Небывалое буйство миметического желания в обществах, высвобождающихся от уз священного, наряду с вытекающей отсюда необузданной конкуренцией между людьми приводят, вне всяких сомнений, к результатам в высшей степени положительным. Еще меньше сомнений в том, что они же приводят и к губительным последствиям, в частности, для психического здоровья человека Нового времени. Разрушительные страсти стремительно охватывают мир, которым правит радикальное зло – ресентимент.
Экономика занимает центральное положение в современном мире не столько из‐за места, отводимого экономической деятельности в жизни общества, сколько потому, что социальные, моральные и политические явления понимаются сегодня в первую очередь как явления экономические. После политической философии и политической науки меня будет в этой главе интересовать теоретическая экономика – особенно в своем нормативном измерении. Сегодня она смело высказывается о социальной справедливости, праве на собственность или уголовном правосудии. С другой стороны, немалая часть нынешней моральной и политической философии целиком сформирована путем приложения к ним понятий и методов теоретической экономики. Так обстоит дело и с самой влиятельной моральной доктриной XX века – знаменитой теорией справедливости американского философа Джона Ролза[186]
.Теоретическая экономика, поскольку она пытается осмыслить идею социальной справедливости, претендует на использование одних лишь ресурсов рациональности и даже – еще ýже – рациональности инструментальной, которая интересуется только соответствием между средствами и целями вне зависимости от оценки последних. Макс Вебер показал, что преобладание в деятельности человека инструментального мышления есть явление само по себе религиозное, связанное с эволюцией христианства под влиянием протестантской этики. Его выводы, однако, были встречены в штыки. За исключением попыток немецкого идеализма дать обоснование разуму через него же самого, объяснение возникновения и отбора инструментальной рациональности как наиболее благоприятной ее формы для развития человеческого рода отныне строится современным сциентизмом в русле теорий эволюции, рассмотренных в главе 3. Следует отметить, что дарвинизм, как и фрейдизм, был изначально отраслью экономизма, что в значительной мере можно по-прежнему наблюдать в его позднейших изводах.

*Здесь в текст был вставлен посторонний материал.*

PR #1339, opened 2017-03-26
Remove unnecessary Exception catches

gmt2001:
Condensed unnecessary specific Exception catches down to a single catch-all
Added the line number that generated the exception to the exception name

### DIFF
--- a/source/com/gmt2001/TwitchAPIv3.java
+++ b/source/com/gmt2001/TwitchAPIv3.java
@@ -135,7 +135,7 @@ public class TwitchAPIv3 {
             fillJSONObject(j, true, type.name(), post, url, c.getResponseCode(), "", "", content);
         } catch (Exception ex) {
             Throwable rootCause = ex;
-            while(rootCause.getCause() != null &&  rootCause.getCause() != rootCause) {
+            while (rootCause.getCause() != null && rootCause.getCause() != rootCause) {
                 rootCause = rootCause.getCause();
             }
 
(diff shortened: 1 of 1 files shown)


BrandenB:
Going to wait for IllusionaryOne to check this out since he updated it not long ago.

IllusionaryOne:
We would never allow this at any of the places that I have worked, this would fail most code reviews.  The exceptions that are thrown by each method should be known and caught, in case of any special handling needed.  At least, that is good coding style.  In this instance, I know that we do not provide any specific or special handling though for any of the caught exceptions.

I do see the benefit of condensing the code though, so will not provide a firm 'no' since we do not provide specific handling based on the exception, but, if it is ever warranted, it might be better to have it still split out to the specific exceptions.

gmt2001:
If you need special handling then add that back. I'm improving the output here because some sub-class exceptions are being caught as their parents thus reducing the amount of useful data we get from a report. This catch-all retrieves the real class name

IllusionaryOne:
How about just remove @SuppressWarnings("UseSpecificCatch") and catch all applicable exceptions?  Then the problem is solved, you have to catch all exceptions at that point and will not roll up an exception to a parent catch.

IllusionaryOne:
Anyway, will merge, if the following is fixed:
+            while(rootCause.getCause() != null &&  rootCause.getCause() != rootCause) {
to:
+            while (rootCause.getCause() != null && rootCause.getCause() != rootCause) {

Notice the two spaces before "rootCause.getCause()" and we typically put a space after 'while' statements.  Minor items, but, just do that and will merge.

gmt2001:
Done

IllusionaryOne:
Thanks, and thanks for having a healthy conversion over the changes.

PR #1349, opened 2017-04-04
Improved console based on Lanterna

gmt2001:
This is a new console based on [Lanterna](https://github.com/mabe02/lanterna). Lanterna is basically a curses-like library, written in pure Java (with optional native components), but with a little more functionality.

The primary advantages of this new console are:
 1. Cross-platform UTF-8 support (Windows users can finally see non-ASCII characters in their console!)
 2. A separate input box, so its actually possible to see what you type into the console when lots of stuff is going on (and use backspace effectively!)
 3. It is a stepping stone to potential cross-platform installer/updaters, or the ability to have certain important functions (Like the first run wizard) execute in a GUI-like environment, rather than the command line

The new console is automatically run when the **interactive** command line option is present (all non-service launcher scripts, at present). You can launch the bot with the native console (old way) by adding the **oldconsole** command line option (ie. add **-Doldconsole** after **java**)

Old calls to System.in and System.out have been replaced by selector methods in com.gmt2001.Console.in and com.gmt2001.Console.out which forward method calls appropriately, depending on whether the Lanterna GUI is being used or not. To the methods making the calls, it should be as if nothing changed.

Pasting is supported by using CTRL+V

NOTE: Due to the limitations of .bat files on Windows, the command prompt window will be open while the program runs. In its current form, the window must stay open for the bot to run. The java command can be changed to **javaw** to allow closing the window while the bot runs. There are also ways to fix it so that the command prompt will automatically disappear once the bot launches


BrandenB:
Here are things I noticed:

1. As you mentioned in your comment, using this will keep two consoles opened, for a streamer having more windows opened is never fun, a lot of people even ask on the forum if they can just run the bot in the background, which is possible, but it doesn't mean we should add a bunch of windows.

2. It uses a lot of memory, in my channel with the current repo build the bot will use about 40-50mb of memory, with this console it goes all the way over 150+mb, in a lager channel it's probably worse, we like trying to keep the bot from using a crap load of resources. Also, when compiling the bot with ant, it throws a few warnings about heap pollution, which I can clearly see in the netbeans profiler.

3. Higher CPU usage, usually when the bot is idle it will be hanging at 0% usage, with this console it's always around 2% which isn't a lot, but when you're running OBS and other streaming things on your computer it adds up, and again, this is without a load.

4. I just ran the bot in an event channel for a few minutes for fun, after a bit the console started to lag a bit, memory usage also got near 1gb.

5. Can't scroll, now i'm sure this might be a setting, but sometimes a scroll bar would appear and go away after a few seconds.

6. Errors printed with `com.gmt2001.Console.err` are printed in the other console.


That being said, not sure if this will get merged, it has a few issues and it is a massive lib for just a console that most people probably don't even look at. I'll talk about it more with IllusionaryOne when he comes back.

gmt2001:
The 2 consoles thing is only for Windows. We can change the launch script to fix it.

Scrolling is supposed to be disabled at the moment, I pushed a patch to fix a bug that was making it appear.

Will look into the error output.

The rest I kinda expected for now. I could swap the launch parameters around so you have to explicitly declare a launch parameter to use it (and let the native consoles be the default). When it is switched back to the native consoles there should be negligible, if any, impact on performance (just an if statement)

gmt2001:
The heap pollution error is referring to a use of varargs in a parameter which could allow assigning a wrong value type to the parameter if one is not careful, which then leads to a ClassCastException. It is not a problem if one uses the parameters correctly. I will suppress the warnings. http://stackoverflow.com/questions/12462079/potential-heap-pollution-via-varargs-parameter

gmt2001:
I just pushed an update to make lanterna non-default and added new launch scripts that enable it, using the **-Dnewconsole** option. I'm going to push a change in just a minute to fix the windows one to not keep the second window

BrandenB:
Still not sure with this, adding more files in the main folder makes it complicated for users who have no idea what they do, it also clusters the folder. Also like I mentioned before, it is a lot of code just for this console which doesn't really add features that will be useful to a normal user.

We'll wait see what IllusionaryOne has to say about it.

BrandenB:
You didn't have to close it, I said I was waiting on IO's thoughts about it, he's currently taking a small break. 

Sorry if I made you upset.

PR #1362, opened 2017-04-14
Update last follower if follower announcements are disabled

gmt2001:
Makes the streamInfo table (web panel latest follower) and latestFollower.txt file update on a new follow if followHandler is enabled, but followToggle (announce to chat) is false.

Also allows giving points to new followers in the same situation.


BrandenB:
This is more of a custom thing, replied here about it: https://community.phantombot.tv/topic/2060/recent-follower-not-updating-webpanel/6

PR #1389, opened 2017-04-28
Bug fixes and improvements

gmt2001:
Changed ScriptFileWatcher to a Singleton that scripts register with
ScriptFileWatcher is now stopped during PhantomBot::onExit
Moved ScriptFileWatcher registration to Script::load
Fixed lang scripts not being registered to ScriptFileWatcher on Windows when PhantomBot.reloadScripts was false
Changed some indexOf != -1 instances to contains()
Fixed PhantomBot::handleCommand(String, String, Channel) causing ScriptEventManager::runDirect to fail with a NullPointerException


IllusionaryOne:
Prefer the use of individual threads for all files.  10 seconds is too long to wait for updates.  

Implemented the lang issue differently in Build 3390.  Using the Java system routine to determine the OS file separator rather than performing two checks.

contains() at times is documented to be slower than indexOf().  In most Java implementations contains() simply calls indexOf().  

The null issue is handled at the root level object in another patch.

PR #1401, opened 2017-05-01
Portability Items

IllusionaryOne:
**launch-service.osx.sh, launch.osx.sh**
- Removed.  Code to detect macOS moved into launch.sh and launch-service.sh**

**launch-service.sh, launch.sh**
- Detects macOS and performs correct path handling
- No longer checks Java version

**PhantomBot.java**
- Detects Java version, exits if not new enough
- Prints out information about current Java version and OS

**Script.java**
- Portable code added for handling lang files


IllusionaryOne:
Tested scripts under macOS Sierra and Linux.  Tested Java version detection by setting the minimum version to 1.9 to ensure it failed, then back to 1.8 for production use.  Tested lang file update in Windows 10.

PR #1417, opened 2017-05-04
Delete dist/build and resources/scripts when running clean target

gmt2001:


IllusionaryOne:
distclean cleans up the dist/ directory.  The clean directive should not touch the dist hierarchy.

gmt2001:
Technically, that is a Build folder that is deleted in this patch, which does not belong in the dist folder either.

PR #1437, opened 2017-05-13
DataStore2

gmt2001:
Okay, this is ready for PR.

This is the DataStore2. It is intended to be used EXACTLY as I have written it. If you see something missing that was in original DataStore, it is by design. All members are fully javadoced (some by inheritance), but feel free to ask if you need clarification.

This is written as a complete replacement for DataStore in scripts. The intention is to transition us to real tables, designed and referenced properly, at a later date (especially when the bot is upgraded to TwitchAPIv5).

An example script, useridcollector.js, is included. It will collect TwitchAPIv5 user-id's from IRCv3 tags when someone speaks in channel as a precursor for the eventual transition. This script shows the proper way to create a table and execute a transaction using DataStore2, although not everything is shown.

DataStore will remain as a legacy interface for old scripts, scripts not yet converted, and programmers who don't know SQL. This is why I strongly urge, as in my example script, using *phantombot2_* as the prefix for properly designed future tables. If everything is working as it should, the only noticeable difference between the old implementation and the new implementation of legacy DataStore should be that you can not have a SqliteStore and a MySQLStore exist at the same time (must restart bot to switch, I reworked sqlite2Mysql to accommodate this), and that you can not use setAutoCommit to run a transaction on either one anymore (I really tried to make it work. SetBatchString works as a transaction though).

I have run tests on my own and things seem to be okay, but I would like some testing done on real setups with both SQLite and MySQL if possible before the PR is merged (please backup just in case). A full breakdown of the new package for the release notes will come at a later date, likely when conversions start.

### DIFF
--- a/source/com/gmt2001/HttpResponse.java
+++ b/source/com/gmt2001/HttpResponse.java
@@ -24,7 +24,7 @@ import java.util.HashMap;
  * @author gmt2001
  */
 public class HttpResponse {
-
+ 
     public RequestType type;
     public String url;
     public String post;


BrandenB:
Okay, this isn't the final review, I will talk with IllusionaryOne once he comes online later tonight. These are just things IllusionaryOne and I already agreed on when you mentioned you were making this in Discord.


- 1 The current scripts will not be refactored to work with this, there's too much of a risk of creating a bunch of new bugs, or corrupting user data. After the update from v1.6.3 to v2.0, it has taken us a very long time to get most of the scripts stable, and to this day there are still many bugs and issues.

- 2 I would like you to fully test this and prove that it all works, not just assume it's all good, we no longer test pull-requests because it just takes too much time, and it should be tested by the user who is submitting it, in our opinions.

- 3 The user id collector script is not needed, IllusionaryOne and I already agreed it was going to be placed in the `TwitchWSIRCParser.java` once all the events are done being sent. There's no point in storing all the ids in memory for this, it will just increase the usage for large channels.


This is all I have to say for now, IllusionaryOne and I will talk about this later, if he is on, and we'll decide if it should get merged or not.

gmt2001:
I did run tests on it. The reason I ask for someone else's help making absolutely sure it's good it's because I don't moderate/have access to any channels where I can run this and see it actually processing commands from lots of users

Всё всегда сводится к оптимизации неких величин. Родство по духу налицо.
Между тем даже в результате поверхностного погружения в различные теории справедливости, для построения которых, как считалось, достаточно одной лишь базы инструментальной рациональности, можно увидеть, что на заднем плане в них всегда фигурирует христианская культура или, по крайней мере, первый ее наказ – занимать точку зрения малых мира сего, слабейших, жертв. Это правило обычно обосновывают через тавтологии логических рассуждений. Подобно причудливым, а то и невозможным конструкциям в духе Лихтенберга или Эшера такие теории, сами того не ведая, опираются на положения, которые сами же пытаются геометрически доказать. Подобная слепота делает их весьма уязвимыми перед угрозой разгула разрушительных страстей. Буйство это, в свою очередь, возникает вследствие характерного для современного общества отхода от священного – религиозного явления, к которому эти теории не имеют доступа.
Именно в области экономики отрицание религиозной основы человеческих обществ – предмет этой книги – приводит, вероятно, к самым губительным последствиям.
Справедливость не сводится к логике
Почему неравенство – зло? Всегда ли оно таково? К фундаментальным вопросам надо возвращаться постоянно, а здесь речь идет об отношениях между людьми. Благодаря им люди испытывают радости и страдания, становятся богатыми или бедными, обретают надежду или погружаются в отчаяние. Поскольку от таких отношений происходят все беды, общество создало множество институций, удерживающих отдельных его представителей подальше друг от друга и пресекающих прямые контакты, способные закончиться выяснением отношений. Главная такая институция в обществе, в котором правит экономика, зовется богатством.
Философ и моралист Адам Смит прекрасно знал, что богатства желают не из‐за приносимых им скромных материальных радостей, а оттого, что его желают другие. Обладающий богатством сосредоточивает на себе «симпатию» окружающих – двойственное чувство, плохо влияющее на общественную нравственность, одновременно и восхищение, и зависть. К большому сожалению, экономисты, считающие Смита отцом-основателем своей дисциплины, напрочь позабыли это его учение[187]
.В основе любого рассуждения о зле или несправедливости неравенства должен лежать треугольник: субъект, объект и третьи лица. Экономическая мысль овеществляет богатство, фокусируя внимание только на отношениях между субъектом и объектом. Тем самым она сразу закрывает себе возможность быть чем-либо иным, кроме «моральной геометрии», в которой страдания людей откалиброваны по мерке простейшей логики и тривиальной математики.